All that I was trying to do with the awk statement I was trying to get you to run was to show that the value of $input and the value of $(ls) inside your awk script have absolutely no relationship to the value of $input or the value of $(ls) in bash outside of your awk script.

Nothing in your explanation in English of what the expression in your awk if statement is true. The awk variable input is not defined anywhere in your awk code (only the shell variable input is defined; not the awk variable input ). In bash $(ls) is a command substitution that runs the ls command and substitutes the output it produces. In awk $(ls) is a command that expands to the contents of the field number specified by the value of the awk ls variable converted to an integer. The awk and shell == operators are a request to compare the two operands on both sides of that operator. If there is more than one file in a directory and one of those files is the name of the file you're processing, there is absolutely no way that the name of that one file can possibly be equal to the list of names of files that are present in that directory. Since you are seeing the output you're seeing, your version of awk has to be expanding both sides of the comparison to the expansion of $0 which (in awk ) is the entire contents of the current input line.

With the missing quote added AND assuming that you had already defined the shell variable input as you had shown before AND assuming that the file named AfileinDir contained the two input lines:

Line 1 in file AfileinDir
AfileinDir's 2nd line

I would expect the sequence of commands:

input="AfileinDir"
awk '{if($input == $(ls)) {print $1 "\t" $2 "\t$input=\"" $input "\"\t$(ls)=\"" $(ls) "\"";} }' "$input"

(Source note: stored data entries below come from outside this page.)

PR #1590, opened 2020-10-15
Limit the use of linuxefi command

### LINKED ISSUE #1559: Arch Linux EFI boots fail
## Problem description

On Arch Linux images EFI boot is not working as expected. In short the grub.cfg patch that decides weather to use `linuxefi` or `linux` command is applied despite the `linuxefi` module was not found and in consequece not included in the `grub2-mkimage` command.

For completion I believe there are two tighty related but different issues here:

1 Check if there are prebuilt efi images for Arch, if so check if the path can be nicely included in the efi image lookup path in KIWI.

2 Make sure the patch that includes `linuxefi` usage is not applied when the command `linuxefi` is not available.

For the second this looks more like a generic issue rather than Arch specific.

Probably this is a side effect of 988404ff9f, the criteria on the grub version was probably not suited. I'd say that if we can validate that there is the actual `linuxefi` command somehow this should be the preferred criteria to apply the patch or not.

For for the notes but probably some decision criteri like in https://github.com/OSInside/kiwi/blob/c2f7d7fade8e1ecb97527c3bf7930a2e61432839/kiwi/bootloader/config/grub2.py#L817-L818 could prevent applying the patch when no linuxefi available, needs further verification.

## Expected behaviour

Arch Linux EFI images boot on EFI environments.

Make use of the VMX build of the integration tests for Arch Linux. At boot time it fails trying to run `linuxefi`, which is not there for Arch. Editing to boot entry at boot time to switch `$linux` to the actual command `linux` solves the issue.

davidcassany:
This commit makes sure that the linuxefi grub2 command is only being
used by the KIWI grub2 config patches if the linuxefi.mod file is
found. Otherwise the config patch to alternate linux and linuxefi
commands at runtime is not applied.

Fixes #1559

### DIFF
--- a/kiwi/bootloader/config/grub2.py
+++ b/kiwi/bootloader/config/grub2.py
@@ -299,7 +299,10 @@ class BootLoaderConfigGrub2(BootLoaderConfigBase):
             )
         else:
             log.info('--> Using standard boot install template')
-            hybrid_boot = True
+            hybrid_boot = False
+            module_path = self._get_efi_modules_path(self.root_dir)
+            if os.path.exists(module_path + '/linuxefi.mod'):
+                hybrid_boot = True
             template = self.grub2.get_install_template(
                 self.failsafe_boot, hybrid_boot, self.terminal,
                 self.continue_on_timeout
@@ -358,7 +361,10 @@ class BootLoaderConfigGrub2(BootLoaderConfigBase):
             )
         else:
             log.info('--> Using standard boot template')
-            hybrid_boot = True
+            hybrid_boot = False
+            module_path = self._get_efi_modules_path(self.root_dir)
+            if os.path.exists(module_path + '/linuxefi.mod'):
+                hybrid_boot = True
             template = self.grub2.get_iso_template(
                 self.failsafe_boot, hybrid_boot,
                 self.terminal, self.mediacheck_boot
@@ -1113,21 +1119,23 @@ class BootLoaderConfigGrub2(BootLoaderConfigBase):
             # Any subsequent call of the grub config tool will overwrite
             # the setup and disables dynamic EFI environment checking
             # at boot time
-            with open(config_file) as grub_config_file:
-                grub_config = grub_config_file.read()
-                grub_config = re.sub(
-                    r'([ \t]+)linux(efi|16)*([ \t]+)', r'\1$linux\3',
-                    grub_config
-                )
-                grub_config = re.sub(
-                    r'([ \t]+)initrd(efi|16)*([ \t]+)', r'\1$initrd\3',
-                    grub_config
-                )
-            with open(config_file, 'w') as grub_config_file:
-                grub_config_file.write(
-                    Template(self.grub2.header_hybrid).substitute()
-                )
-                grub_config_file.write(grub_config)
+            module_path = self._get_efi_modules_path(self.root_dir)
+            if os.path.exists(module_path + '/linuxefi.mod'):
+                with open(config_file) as grub_config_file:
+                    grub_config = grub_config_file.read()
+                    grub_config = re.sub(
+                        r'([ \t]+)linux(efi|16)*([ \t]+)', r'\1$linux\3',
+                        grub_config
+                    )
+                    grub_config = re.sub(
+                        r'([ \t]+)initrd(efi|16)*([ \t]+)', r'\1$initrd\3',
+                        grub_config
+                    )
+                with open(config_file, 'w') as grub_config_file:
+                    grub_config_file.write(
+                        Template(self.grub2.header_hybrid).substitute()
+                    )
+                    grub_config_file.write(grub_config)
 
     def _fix_grub_root_device_reference(self, config_file, boot_options):
         if self.root_reference:
--- a/test/unit/bootloader/config/grub2_test.py
+++ b/test/unit/bootloader/config/grub2_test.py
@@ -472,13 +472,18 @@ class TestBootLoaderConfigGrub2:
             True, 'gfxterm', None
         )
 
+    @patch('kiwi.bootloader.config.grub2.os.path.exists')
+    @patch('kiwi.bootloader.config.grub2.Defaults.get_grub_path')
     @patch.object(BootLoaderConfigGrub2, '_copy_grub_config_to_efi_path')
     def test_setup_live_image_config_standard(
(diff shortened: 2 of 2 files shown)


davidcassany:
I did some tests around this code [here](https://build.opensuse.org/project/show/home:dcassany:integration_tests). Again changes in the very senstive grub2 area. The tests I did make me feel comfortable enough to do final verification on Staging over all the main distros if this PR gets approved. This change should stay for a while in staging for some proper functional verification.

Conan-Kudo:
Wouldn't this fail in the event that you're installing the signed grub2 EFI binaries? The modules are not required to be installed when using those, since it's all compiled into the binaries...

davidcassany:
> Wouldn't this fail in the event that you're installing the signed grub2 EFI binaries? The modules are not required to be installed when using those, since it's all compiled into the binaries...

mmm that's a good point... if the linuxefi module comes from different package and the efi images are also provided from a different package too this is likely to fail if we are not beyond grub >= 2.04 ... all this stuff is so disappointing.

In fact I'd need to verify linuxefi command existance, is that possible at runtime? Gonna investigate it but I am not very happy scripting inside grub.cfg. I could not find any strategy to verify available/valid commands at build time.

schaefi:
Hmm, yes the implementation has potential to fail if the decision is based on the presence of the module as you don't know how the pre-compiled efi binary was built by the distributor. As we in kiwi prefer the pre-built versions of the EFI binaries this could still lead to a problem.

I was looking if there is an opportunity to check this in the grub.cfg file but I cannot came across a method to differentiate a command :/ Still investigating

schaefi:
Hmm, I don't think there is an easy solution. Maybe we can agree on a mapping table based on the efi vendor path:
e.g efi/EFI/BOOT/opensuse. See defaults/get_efi_vendor_directory. Based on that info we can decide for linuxefi y|n

I know this is also not ideal as the distros can change this from one version to another. In this case we might think of

```python
@staticmethod
    def get_os_release():
        with open('/etc/os-release', 'r') as handle:
            keys, values = zip(
                *[
                    (key.lower(), value.strip('\'"')) for (key, value) in (
                        line.strip().split('=', 1) for line in
                        handle.read().strip().split(os.linesep)
                    )
                ]
            )
            return namedtuple('OSRelease', keys)(*values)
```

and add a mapping table based on that information using good defaults and remap when needed.

SUSE is also changing such that "linux" handles both cases which then will lead to distros that has linux/linuxefi and linux/linux
So maybe the distro agnostic mapping of features is inevitable ?

I don't like it either

Thoughts ?

davidcassany:
> Hmm, I don't think there is an easy solution.

Agree, seams this linux/linuxefi pain is here to stay.

> SUSE is also changing such that "linux" handles both cases which then will lead to distros that has linux/linuxefi and linux/linux
> So maybe the distro agnostic mapping of features is inevitable ?

Yes, I was thinking about this yesterday. This issue I was trying to fix is not Arch Linux specific, meaning it just happened to appear there first, but it could easily replicate to other distros as they evolve and it looks like we are still quite far away of having a common cross-distro playground in that area. Looks like we will have to live for a while with the linux vs linuxefi for a quite a while.

Doing one step back. One of the main problems we had related to linux/linuefi is that grub2-mkconfig (at least for SUSE) relies on the values of `/sys/firmware/efi` to create the grub.cfg. Meaning that EFI builds on non efi hosts produces inconsistent results (aka OBS). I am wondering if we couldn't have the concept of setting some sort of chroot environment that mocks or configures the /sys in some known state. However I have no idea about how to achieve such a thing, I have doubts this is feasible.

> Thoughts ?

Not many unfortunately. So far having distro specific code is something that could work, I don't like either, so I'd keep it as one of the last options. Sounds like something that might be hard to maintain (as there are several derivative distros: Mageia, Mint, Oracle Linux, etc.). If we'd go that path I'd say the idea would be to make plain installations (no manual tweaks) and only apply certain changes on files based on the mentioned map. So the map would include a list of required patches per distro. If the distro is unknown, none is applied. Said this way sounds simple and easy however I am afraid we find some situation where it is not a simple as running the standard config and then apply few tweaks depending on the `/ets/os-release`. Take into accound we should also apply this distro concept for the templated configs.

schaefi:
> grub2-mkconfig (at least for SUSE) relies on the values of /sys/firmware/efi

This is so stupid. These tools that makes implicit assumptions from the host, we have that everywhere in grub. Look at how the menuentries are created, by looking at /proc/cmdline of the host. This is all crap and just causing pain. None of those guys ever built an image or ran their stuff on a host that is not the target :-((( so frustrating

schaefi:
we already have a bit distro specific code in defaults:get_efi_vendor_directory(). I hoped there will be no need to extend it

Thinking further we could also think of managing this on the image description level

Meaning our arch build can have a simple ```<type ... editbootconfig="script"/>``` that changes the grub.cfg as it's needed for this distribution.

The current way covers most of the distros, exception Arch. But I agree more exceptions are likely to follow

This is really a pain

davidcassany:
> Meaning our arch build can have a simple `<type ... editbootconfig="script"/>` that changes the grub.cfg as it's needed for this distribution.
> 
> The current way covers most of the distros, exception Arch. But I agree more exceptions are likely to follow

I am absolutely fine to fix Arch EFI use case at description level for now. I definitely prefer not changing the code rather than running another grub2 refactor that can easily lead to a not clearly better situation plus some additional breaks. The change I had in mind appeared to be simple at the beginning for the `_fix_*` method only, but then realized that templates were having the same issue, thus it already became bigger, then @Conan-Kudo realized that for precompiled efi images this was a bad choice and who knows what else we have overlooked. So I am in favor or not touching anything unless there is a clear solution candidate, something we do not have for the time being.

If this is fine for you I can close this PR and propose a new PR at description level.

schaefi:
I completely agree to your summary. In addition a fix on the description level can only break that description and as it is a distribution specific topic (every distro is somehow different here) I would say we should fix it on the description level until it
can be done in a generic way in code.

From my perspective we can only loose if we try to manage these type of differences in the builder code. The history of this report nicely shows the many pitfalls and maybe we even haven't thought about all of them.

> If this is fine for you I can close this PR and propose a new PR at description level.

Fine for me and thanks much for your effort. I'm sorry that you coded for no merge in this case but it has helped a lot to identify the complexity of the situation.

Thanks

to produce output very similar to the following:

Line	1	$input="Line 1 in file AfileinDir"	$(ls)="Line 1 in file AfileinDir"
AfileinDir's	2nd	$input="AfileinDir's 2nd line"	$(ls)="AfileinDir's 2nd line"

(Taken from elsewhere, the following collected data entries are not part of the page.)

PR #1591, opened 2020-10-16
Add support for s390 CDL DASD disks

schaefi:
On s390 and in CDL mode (4k DASD) the call of grub2-install
does not work because grub2-install is not able to identify
a 4k fdasd partitioned device as a grub supported device
and fails. As grub2-install is only used to invoke
grub2-zipl-setup and has no other job to do we can
circumvent this problem by directly calling grub2-zipl-setup
instead. Also delete LDL mode support, IBM no longer supports
this


schaefi:
almost there, but needs the root device fix as grub2-zipl-setup has the same root=/dev/mapper/.. bug like grub2-install. Why are all the grub tools soo broken

davidcassany (approved):
Looks good to me.

I am not into the details of the DASD grub2 configuration thus I trust the syntax on the config files.

schaefi:
Thanks for reviewing this part. I had a conversation with Mike yesterday and we still have the problem that the DASD device doesn't get activated in the initrd. There is a dracut module named: /usr/lib/dracut/modules.d/95zdev/parse-zdev.sh. I took a look into it and it does the following

```
zdev_fw_file="/sys/firmware/sclp_sd/config/data"
zdev_base_args="--force --yes --no-root-update --no-settle --auto-conf --quiet"

...

chzdev --import "$zdev_fw_file" $zdev_base_args
```

This chzdev call makes /dev/dasdX available and also triggers the creation of the typical udev device names e.g /dev/disk/by-uuid/...

The call did not happen because /sys/firmware/sclp_sd/config/data is empty and that part I don't understand. How to feed data in there and if that is a job of kiwi or some other component.

If we issue the chzdev command manually in a rescue shell in the initrd everything works. But obviously that doesn't help.

So this PR might still be incomplete.

schaefi:
@davidcassany I probably will need some time in the s390 are before I will come back to our sprint items. Just if you wonder about slower response times

schaefi:
we are getting closer, but still the problem of the modified zipl/config file that is only correct at image build time but not on the running machine

schaefi:
All right, all parts of the change are done now and have been tested together with Mike, Ihno and Mark, great people :)

schaefi:
Image build tests ready for a final test here:

https://build.opensuse.org/package/show/Virtualization:Appliances:Images:Testing_s390:sle15/test-image-disk

mfriesenegger:
I tested kiwi-test-image-disk.s390x-1.15.1-Physical-Build14.1.raw.xz and it booted successfully.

Despite what you said, absolutely nothing in the code above assigns any value to the awk variables input and ls ; that code only displays the values that the expression in your awk if statement expression are comparing (i.e., the entire contents of the current line in AfileinDir on both sides of the == ).

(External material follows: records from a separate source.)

Issue #1555, opened 2020-09-16
Functional testing of integration tests


schaefi:
in the past and in several different situation we would have been in a better position if a functional test of an image, meaning
an image that is actually really booted, would have existed before we release.

Recently we saw it on grub2 and secure boot and the changes the people did. Result: GCE images broken for secure boot.
Consequence: A bug in a hurry, testing of the fix, starting a new release, keeping fingers crossed nothing else broke due to
the hurry.

For me this is a situation that becomes more and more inacceptable and we should put on a system that does automated functional tests of our integration test images

dcermak:
openQA could definitely provide some of the necessary features for the kiwi test builds:
- it can launch arbitrary VMs and boot from virtual machine disk images
- tests can be partitioned into individual steps that can be combined into test suites (e.g. have a different boot up workflow for isos and virtual machine disks but run the same tests once the VM is up and running)
- it can provide a comprehensive overview of one full test run of all test suites belonging to a single build, e.g. https://openqa.opensuse.org/tests/overview?distri=microos&distri=opensuse&version=Tumbleweed&build=20200915&groupid=1
- openQA can be run locally as well, so all tests or just a subset of them can be re-executed locally if desired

Maybe if we rewrite that as:

input="AfileinDir"
awk '{if($input == $(ls)) {print $1 "\t" $2;print $input;print $(ls); print "End of record #" NR;} }' "$input"

which (if you set the contents of the file named AfileinDir to the contents I specified above), I expect will produce the output:

Line	1
Line 1 in file AfileinDir
Line 1 in file AfileinDir
End of record #1
AfileinDir's	2nd
AfileinDir's 2nd line
AfileinDir's 2nd line
End of record #2

you will see that $input and $(ls) in your awk script do not expand to the strings you think they will expand to.

I know that you don't want to just use the shell (i.e. bash ) to determine whether or not the variable read from your script's user (i.e. input ) is the name of a file in your current directory, but that is exactly what the simple bash command:

if [ -f "$input" ]
then	# The name of an existing regular file was given.  Print the first two fields.
	while read -r field1 field2 rest
	do	printf '%s\t%s\n' "$field1" "$field2"
	done < "$input"
else	# The name given does not name an existing file.
	echo "file \"$input\" not in this Directory"
	exit 1
fi

that I suggested in post #4 did for you. If the shell variable input contains the name of a regular file that exists in the current directory, it will perform the while loop in the then clause of the if statement. Otherwise, it will print the name of the file the user supplied and say that that file is not in this Directory and then exit with a non-zero exit status as specified in the else clause of the if statement.

I'm not as eloquent in the English language as Don Cragun is, nor am I as patient. And, I hope you believe me really wanting to help you.
That said: He's right, and you are wrong.
Your code does NOT "work fine". It may by sheer accident provide an answer that suits you, but I'm sure that's not what you want.

For the if clause in question, replace it with

if (A == A) print ...

or, even better,

if (1) print ...

and see what you get, mayhap even trying the else clause. You may also want to closely read and understand all the posts in your thread.
Then come back, and we'll continue the discussion.